§ **Dataset entries**:
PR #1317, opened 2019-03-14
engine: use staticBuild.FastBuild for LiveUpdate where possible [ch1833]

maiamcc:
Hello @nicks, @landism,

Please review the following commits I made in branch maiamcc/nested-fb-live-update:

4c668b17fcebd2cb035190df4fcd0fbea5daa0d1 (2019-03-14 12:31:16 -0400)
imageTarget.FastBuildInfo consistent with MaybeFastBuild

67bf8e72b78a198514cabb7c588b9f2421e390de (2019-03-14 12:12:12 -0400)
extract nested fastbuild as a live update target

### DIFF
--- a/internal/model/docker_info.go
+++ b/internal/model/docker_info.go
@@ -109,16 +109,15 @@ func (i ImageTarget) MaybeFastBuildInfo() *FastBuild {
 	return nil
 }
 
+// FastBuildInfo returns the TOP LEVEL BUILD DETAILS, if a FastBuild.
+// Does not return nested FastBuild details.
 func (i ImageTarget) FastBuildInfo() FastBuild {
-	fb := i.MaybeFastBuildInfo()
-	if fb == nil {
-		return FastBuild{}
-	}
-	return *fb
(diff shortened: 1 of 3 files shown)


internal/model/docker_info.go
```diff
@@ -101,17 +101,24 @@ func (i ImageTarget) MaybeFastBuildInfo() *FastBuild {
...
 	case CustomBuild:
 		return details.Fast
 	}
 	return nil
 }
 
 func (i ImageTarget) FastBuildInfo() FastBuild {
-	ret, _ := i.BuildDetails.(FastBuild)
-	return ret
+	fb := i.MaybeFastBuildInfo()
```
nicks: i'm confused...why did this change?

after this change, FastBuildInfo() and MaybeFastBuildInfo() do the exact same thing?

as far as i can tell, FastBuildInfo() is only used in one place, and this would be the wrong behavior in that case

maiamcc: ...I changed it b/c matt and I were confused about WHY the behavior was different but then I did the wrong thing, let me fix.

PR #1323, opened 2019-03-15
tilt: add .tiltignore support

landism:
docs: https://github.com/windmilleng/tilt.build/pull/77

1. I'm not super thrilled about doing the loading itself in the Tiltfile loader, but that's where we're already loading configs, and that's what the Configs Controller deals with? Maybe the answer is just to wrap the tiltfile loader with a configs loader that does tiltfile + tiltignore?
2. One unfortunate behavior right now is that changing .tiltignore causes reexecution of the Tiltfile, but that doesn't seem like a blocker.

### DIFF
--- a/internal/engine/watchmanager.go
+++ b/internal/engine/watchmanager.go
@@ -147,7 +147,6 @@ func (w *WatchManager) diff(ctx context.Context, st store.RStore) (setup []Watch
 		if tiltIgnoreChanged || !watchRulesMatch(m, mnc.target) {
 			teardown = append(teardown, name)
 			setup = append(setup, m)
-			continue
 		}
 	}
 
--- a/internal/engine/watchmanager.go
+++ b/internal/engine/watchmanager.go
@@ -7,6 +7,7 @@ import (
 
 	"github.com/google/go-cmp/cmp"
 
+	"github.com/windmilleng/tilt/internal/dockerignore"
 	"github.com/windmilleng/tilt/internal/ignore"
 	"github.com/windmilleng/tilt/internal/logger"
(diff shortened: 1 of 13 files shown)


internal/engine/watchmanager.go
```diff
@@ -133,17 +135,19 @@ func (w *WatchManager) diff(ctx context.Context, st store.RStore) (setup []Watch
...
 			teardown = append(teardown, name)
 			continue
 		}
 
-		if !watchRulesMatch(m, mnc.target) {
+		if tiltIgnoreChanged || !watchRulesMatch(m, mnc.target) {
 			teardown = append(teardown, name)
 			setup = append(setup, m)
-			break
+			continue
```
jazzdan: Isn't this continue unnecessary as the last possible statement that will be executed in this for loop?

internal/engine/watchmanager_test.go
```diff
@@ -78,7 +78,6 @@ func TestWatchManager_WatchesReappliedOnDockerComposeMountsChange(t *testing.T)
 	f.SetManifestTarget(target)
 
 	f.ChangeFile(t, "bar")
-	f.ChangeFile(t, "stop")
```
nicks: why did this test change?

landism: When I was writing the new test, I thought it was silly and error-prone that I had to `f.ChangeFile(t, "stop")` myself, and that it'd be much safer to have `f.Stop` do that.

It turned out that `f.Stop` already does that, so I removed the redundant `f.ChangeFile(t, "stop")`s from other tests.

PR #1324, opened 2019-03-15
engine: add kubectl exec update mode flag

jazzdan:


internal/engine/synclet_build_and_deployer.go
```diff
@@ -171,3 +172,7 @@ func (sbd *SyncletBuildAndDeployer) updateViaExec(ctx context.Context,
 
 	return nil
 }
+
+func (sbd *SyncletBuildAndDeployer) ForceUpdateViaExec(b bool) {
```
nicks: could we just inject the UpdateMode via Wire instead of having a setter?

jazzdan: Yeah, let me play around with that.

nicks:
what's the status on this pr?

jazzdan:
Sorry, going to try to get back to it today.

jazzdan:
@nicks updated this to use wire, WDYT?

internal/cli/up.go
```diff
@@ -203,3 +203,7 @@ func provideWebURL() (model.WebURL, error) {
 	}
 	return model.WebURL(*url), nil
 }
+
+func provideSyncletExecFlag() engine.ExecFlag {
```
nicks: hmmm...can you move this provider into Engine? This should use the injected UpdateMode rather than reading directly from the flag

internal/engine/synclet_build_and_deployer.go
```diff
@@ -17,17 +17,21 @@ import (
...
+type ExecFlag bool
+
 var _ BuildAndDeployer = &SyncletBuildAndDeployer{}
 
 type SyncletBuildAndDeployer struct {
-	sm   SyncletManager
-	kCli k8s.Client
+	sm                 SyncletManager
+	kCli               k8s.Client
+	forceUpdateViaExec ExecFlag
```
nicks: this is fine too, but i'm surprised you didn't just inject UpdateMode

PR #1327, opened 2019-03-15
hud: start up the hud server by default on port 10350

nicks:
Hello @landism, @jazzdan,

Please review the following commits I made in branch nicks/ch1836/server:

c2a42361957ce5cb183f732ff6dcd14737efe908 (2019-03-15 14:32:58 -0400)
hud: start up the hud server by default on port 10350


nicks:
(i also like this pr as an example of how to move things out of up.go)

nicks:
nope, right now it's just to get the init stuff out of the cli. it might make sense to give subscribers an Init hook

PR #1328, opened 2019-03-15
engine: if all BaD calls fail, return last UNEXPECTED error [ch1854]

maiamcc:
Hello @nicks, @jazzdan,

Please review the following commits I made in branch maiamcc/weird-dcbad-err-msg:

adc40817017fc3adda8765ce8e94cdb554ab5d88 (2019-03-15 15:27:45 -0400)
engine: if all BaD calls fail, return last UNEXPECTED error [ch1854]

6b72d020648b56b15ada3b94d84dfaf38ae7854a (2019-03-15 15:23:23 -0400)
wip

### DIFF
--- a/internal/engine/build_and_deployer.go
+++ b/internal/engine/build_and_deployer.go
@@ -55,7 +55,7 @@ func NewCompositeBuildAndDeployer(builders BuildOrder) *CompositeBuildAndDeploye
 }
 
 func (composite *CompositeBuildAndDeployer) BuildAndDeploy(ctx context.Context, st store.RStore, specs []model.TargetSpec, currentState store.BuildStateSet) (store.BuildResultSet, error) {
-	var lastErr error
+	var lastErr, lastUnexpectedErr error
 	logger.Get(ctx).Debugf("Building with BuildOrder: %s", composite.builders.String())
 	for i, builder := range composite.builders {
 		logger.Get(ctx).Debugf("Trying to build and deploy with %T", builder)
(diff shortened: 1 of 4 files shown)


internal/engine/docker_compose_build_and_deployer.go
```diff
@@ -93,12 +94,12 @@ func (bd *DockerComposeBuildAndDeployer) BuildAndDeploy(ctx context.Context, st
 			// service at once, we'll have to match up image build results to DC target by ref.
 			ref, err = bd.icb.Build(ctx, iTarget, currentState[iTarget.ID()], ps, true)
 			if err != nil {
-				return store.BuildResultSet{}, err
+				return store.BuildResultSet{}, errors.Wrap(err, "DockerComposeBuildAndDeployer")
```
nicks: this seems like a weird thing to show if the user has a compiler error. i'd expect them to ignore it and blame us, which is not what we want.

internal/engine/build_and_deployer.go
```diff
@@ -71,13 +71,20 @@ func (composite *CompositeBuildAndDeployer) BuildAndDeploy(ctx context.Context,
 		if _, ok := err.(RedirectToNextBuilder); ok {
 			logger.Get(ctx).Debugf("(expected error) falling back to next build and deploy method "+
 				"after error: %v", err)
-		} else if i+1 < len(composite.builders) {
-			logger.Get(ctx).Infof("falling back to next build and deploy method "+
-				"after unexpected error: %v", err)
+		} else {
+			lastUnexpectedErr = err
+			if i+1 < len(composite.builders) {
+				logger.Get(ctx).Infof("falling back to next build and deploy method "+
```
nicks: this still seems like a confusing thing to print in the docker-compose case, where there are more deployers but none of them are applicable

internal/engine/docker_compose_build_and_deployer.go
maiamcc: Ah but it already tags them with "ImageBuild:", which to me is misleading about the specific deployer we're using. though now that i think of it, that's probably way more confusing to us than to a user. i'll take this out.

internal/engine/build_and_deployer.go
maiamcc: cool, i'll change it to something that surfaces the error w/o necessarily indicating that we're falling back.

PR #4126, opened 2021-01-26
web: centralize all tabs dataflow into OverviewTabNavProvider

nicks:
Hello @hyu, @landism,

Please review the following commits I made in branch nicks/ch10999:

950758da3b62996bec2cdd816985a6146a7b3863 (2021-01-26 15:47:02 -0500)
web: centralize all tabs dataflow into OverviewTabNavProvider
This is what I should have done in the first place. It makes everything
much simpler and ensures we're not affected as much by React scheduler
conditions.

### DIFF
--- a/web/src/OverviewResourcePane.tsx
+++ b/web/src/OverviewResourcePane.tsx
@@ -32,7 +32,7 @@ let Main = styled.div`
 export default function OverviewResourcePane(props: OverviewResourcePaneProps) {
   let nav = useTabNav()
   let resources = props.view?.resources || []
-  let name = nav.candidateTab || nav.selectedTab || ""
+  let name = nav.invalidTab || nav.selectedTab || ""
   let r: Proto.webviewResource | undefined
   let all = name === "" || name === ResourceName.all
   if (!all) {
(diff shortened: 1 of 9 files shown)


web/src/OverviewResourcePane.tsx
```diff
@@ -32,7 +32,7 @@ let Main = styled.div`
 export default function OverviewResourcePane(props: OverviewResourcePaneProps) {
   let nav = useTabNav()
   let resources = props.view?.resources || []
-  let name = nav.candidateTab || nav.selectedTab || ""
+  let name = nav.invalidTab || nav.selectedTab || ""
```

§ **EXERCISE GOAL**:
Among the lines above, the ones holding the word "WebURL" must be counted; only that count is to be given.

§ **TASK RESPONSE**:
2